German silver miners were brought to Cornwall, England, to train farmers in the art of mining in the 1600s. I doubt they realized that the skills they taught to Cornish miners would spread all over the world. Using huge, steam-powered pumps to dewater mines and safe fuses to ignite gunpowder, Cornish miners—we call them Cousin Jacks—developed a host of mines here in America and in Mexico, Australia, and South America. German miners were brought to Cornwall when it was realized that the southwestern part of England was a very rich mineral province. Initial mining simply dug out the veins of copper, tin, lead, iron and arsenic that could be seen in the exposed cliffs overlooking the Atlantic Ocean.

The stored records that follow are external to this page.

PR #432, opened 2017-04-10
Tooling migration

JosephWoodward:
Initial PR for project.json > .csproj migration


slang25:
@JosephWoodward  `<DebugType>full</DebugType>` Should fix most failing tests

JosephWoodward:
Hmm, still really stuck with this error, anyone have anyone seen it before?
screen shot 2017-06-29 at 11 38 20

cc @JakeGinnivan

jeffkl:
@JosephWoodward I work on the MSBuild team at Microsoft.  Now that you're switching to the MSBuild-based projects and away from `xproj`, the Cake script probably doesn't need to run [DotNetCorePack](https://github.com/shouldly/shouldly/blob/master/build.cake#L61).  You can have a NuGet package created at build time by setting an MSBuild property `GeneratePackageOnBuild` to `true`.  Here's an example:  http://blog.myget.org/post/2017/03/15/visual-studio-2017-and-net-core-support-on-myget.aspx

If the package is created during build, you won't need to run pack as a separate phase but if you do want to, you would now run `msbuild /Target:Pack`.  I'm not very familiar with Cake but I'm sure there's a way to do that.

JosephWoodward:
Thanks a bunch @jeffkl, I'd missed that part! I'm still getting the SatelliteDllsProjectOutputGroupWithTargetFramework error so I'll keep digging.

```bash
"C:\projects\shouldly\src\Shouldly.sln" (Build target) (1) ->
"C:\projects\shouldly\src\Shouldly\Shouldly.csproj" (default target) (2) ->
"C:\projects\shouldly\src\Shouldly\Shouldly.csproj" (SatelliteDllsProjectOutputGroupWithTargetFramework target) (2:5) ->
  C:\projects\shouldly\src\Shouldly\Shouldly.csproj : error MSB4057: The target "SatelliteDllsProjectOutputGroupWithTargetFramework" does not exist in the project.
```

jeffkl:
Alright I checked out your branch and figured out what's wrong.  You're using `MSBuild.Sdk.Extras` which defines this target `SatelliteDllsProjectOutputGroupWithTargetFramework`.  At restore time, NuGet creates `obj\Shouldly.csproj.nuget.g.targets` that gets imported and it contains the following:

```xml
<Project ToolsVersion="14.0" xmlns="http://schemas.microsoft.com/developer/msbuild/2003">
  <PropertyGroup>
    <MSBuildAllProjects>$(MSBuildAllProjects);$(MSBuildThisFileFullPath)</MSBuildAllProjects>
  </PropertyGroup>
  <ImportGroup Condition=" '$(TargetFramework)' == '' AND '$(ExcludeRestorePackageImports)' != 'true' ">
    <Import Project="$(NuGetPackageRoot)msbuild.sdk.extras\1.0.0\buildMultiTargeting\MSBuild.Sdk.Extras.targets" Condition="Exists('$(NuGetPackageRoot)msbuild.sdk.extras\1.0.0\buildMultiTargeting\MSBuild.Sdk.Extras.targets')" />
  </ImportGroup>
  <ImportGroup Condition=" '$(TargetFramework)' == 'netstandard1.3' AND '$(ExcludeRestorePackageImports)' != 'true' ">
    <Import Project="$(NuGetPackageRoot)msbuild.sdk.extras\1.0.0\build\netstandard1.0\MSBuild.Sdk.Extras.targets" Condition="Exists('$(NuGetPackageRoot)msbuild.sdk.extras\1.0.0\build\netstandard1.0\MSBuild.Sdk.Extras.targets')" />
  </ImportGroup>
</Project>
```

The initial build of a project with `TargetFrameworks` set launches N number of builds with `TargetFramework` set.  For the first build, it imports `buildMultiTargeting\MSBuild.Sdk.Extras.targets` which tells MSBuild to [build a target](https://github.com/onovotny/MSBuildSdkExtras/blob/master/src/buildMultiTargeting/MSBuild.Sdk.Extras.targets#L10).  However, when building the project targeting a single framework, `net35` and `net451` aren't importing the [file that has the necessary target](https://github.com/onovotny/MSBuildSdkExtras/blob/master/src/build/netstandard1.0/NetCoreSdk1Workarounds.targets#L20).

The package supports `netstandard1.0` and `portable-net4+wp7+sl4+win8+wpa81` which I believe should cover all frameworks.  But NuGet doesn't appear to map `portable-net4+wp7+sl4+win8+wpa81` to `net35` or `net461`.  @onovotny might know why that's happening or if we just need to add a `net35` folder to the package with the appropriate imports.

As a workaround, you can define an empty target in `Shouldly.csproj` which is overridden when targeting `netstandard1.0`.  I'm not sure if that breaks things but I don't believe you're using satellite assemblies anyway.

```xml
  <Target Name="SatelliteDllsProjectOutputGroupWithTargetFramework" />

  <Import Project="$(MSBuildSDKExtrasTargets)" Condition="Exists('$(MSBuildSDKExtrasTargets)')" />
```

global.json
```diff
@@ -1,4 +1,3 @@
 {
-    "projects": [ "src" ],
-    "sdk": { "version": "1.0.0-preview2-003131" }
+    "sdk": { "version": "1.0.0" }
```
onovotny: I would not use 1.0.0. Use 1.0.4 at the very least. Many bugs fixed.

NuGet.config
```diff
@@ -5,6 +5,7 @@
     <!-- add key="CoreCLR Xunit" value="https://www.myget.org/F/coreclr-xunit/api/v3/index.json" / -->
     <!-- add key="AspNet CI Feed" value="https://www.myget.org/F/aspnetcirelease/api/v3/index.json" /> -->
     <add key="myget.org xunit" value="https://www.myget.org/F/xunit/api/v3/index.json" />
+    <add key="myget.org msbuilsdkdextras" value="https://www.myget.org/F/msbuildsdkextras/api/v3/index.json" />
```
onovotny: No need for this. NuGet.org has the latest version.

src/Shouldly.Tests/Shouldly.Tests.csproj
```diff
@@ -0,0 +1,37 @@
+﻿<Project Sdk="Microsoft.NET.Sdk">
+
+  <PropertyGroup>
+    <TargetFramework>net452</TargetFramework>
+    <AssemblyName>Shouldly.Tests</AssemblyName>
+    <PackageId>Shouldly.Tests</PackageId>
+    <GenerateRuntimeConfigurationFiles>true</GenerateRuntimeConfigurationFiles>
```
onovotny: I don't think this is required

src/Shouldly.Tests/Shouldly.Tests.csproj
```diff
@@ -0,0 +1,37 @@
...
+  <ItemGroup>
+    <Compile Remove="**\*.approved.cs;**\*.received.cs" />
+  </ItemGroup>
+
+  <ItemGroup>
+    <ProjectReference Include="..\Shouldly\Shouldly.csproj" />
+  </ItemGroup>
+
+  <ItemGroup>
+    <PackageReference Include="Microsoft.NET.Test.Sdk" Version="15.0.0-preview-20170106-08" />
```
onovotny: I'd use either the stable version or the latest 15.3 preview test sdk version.

src/Shouldly/Shouldly.csproj
```diff
@@ -0,0 +1,72 @@
...
+  <PropertyGroup>
+    <Description>Shouldly - Assertion framework for .NET. The way asserting *Should* be</Description>
+    <TargetFrameworks>net35;net451;netstandard1.3</TargetFrameworks>
+    <AssemblyName>Shouldly</AssemblyName>
+    <PackageId>Shouldly</PackageId>
+    <PackageTags>test;unit;testing;TDD;AAA;should;testunit;rspec;assert;assertion;framework</PackageTags>
+    <PackageIconUrl>https://raw.github.com/shouldly/shouldly/master/Icons/package_icon.png</PackageIconUrl>
+    <PackageProjectUrl>http://shouldly.github.com</PackageProjectUrl>
+    <PackageLicenseUrl>https://github.com/shouldly/shouldly/blob/master/LICENSE.txt</PackageLicenseUrl>
+    <NetStandardImplicitPackageVersion Condition=" '$(TargetFramework)' == 'netstandard1.3' ">1.6.0</NetStandardImplicitPackageVersion>
```
onovotny: Don't do this -- Remove this line and enable the default implicit ref or 1.6.1 for the netstandard 1.3 tfm. 1.6.0 contains many bugs, esp with Xamarin.

src/Shouldly/Shouldly.csproj
```diff
@@ -0,0 +1,72 @@
...
+    
+    <GeneratePackageOnBuild>True</GeneratePackageOnBuild>
+    <IncludeSymbols>True</IncludeSymbols>
+    <IncludeSource>True</IncludeSource>
+
+    <ComVisible>false</ComVisible>
+    <IncludeProjectPriFile>false</IncludeProjectPriFile>
```
onovotny: Not sure why you need this? There shouldn't be one generated anyway

src/Shouldly/Shouldly.csproj
```diff
@@ -0,0 +1,72 @@
...
+  
+  <PropertyGroup Condition=" '$(TargetFramework)' == 'net451' ">
+    <DefineConstants>$(DefineConstants);ShouldMatchApproved;StackTrace;Dynamic;Serializable;Async;ExpressionTrees</DefineConstants>
+  </PropertyGroup>
+
+  <PropertyGroup Condition=" '$(TargetFramework)' == 'netstandard1.3' ">
+    <DefineConstants>$(DefineConstants);Async;Dynamic;NewReflection;ExpressionTrees</DefineConstants>
+  </PropertyGroup>
+
+  <ItemGroup Condition=" '$(TargetFramework)' == 'netstandard1.3' ">
```
onovotny: Don't do this....this is considered bad practice now. @terrajobst can explain in detail if you want. Remove this item group and leave the default netstandard.library 1.6.1 if the tfm is a netstandard one.

src/Shouldly/Shouldly.csproj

By the 18th century, dozens of mine shafts had been sunk in Cornwall and neighboring Devon following these metal veins, which were rich in mineral species. These were not the usual copper species like azurite and malachite, but copper joined with arsenic and iron and lead to create a suite of minerals that included some new species.
England is an island nation and depends on a huge fleet of ships—wooden ships, in those days—to supply the nation with goods from all over the world and to protect the country from invasion. This was a time of worldwide exploration and colonization, and sailing ships were the means of doing it. The problem with wooden ships is that the wood has to be protected from creatures that burrow into it and weaken it. Enter sheets of copper, which were used to sheath the hulls for protection.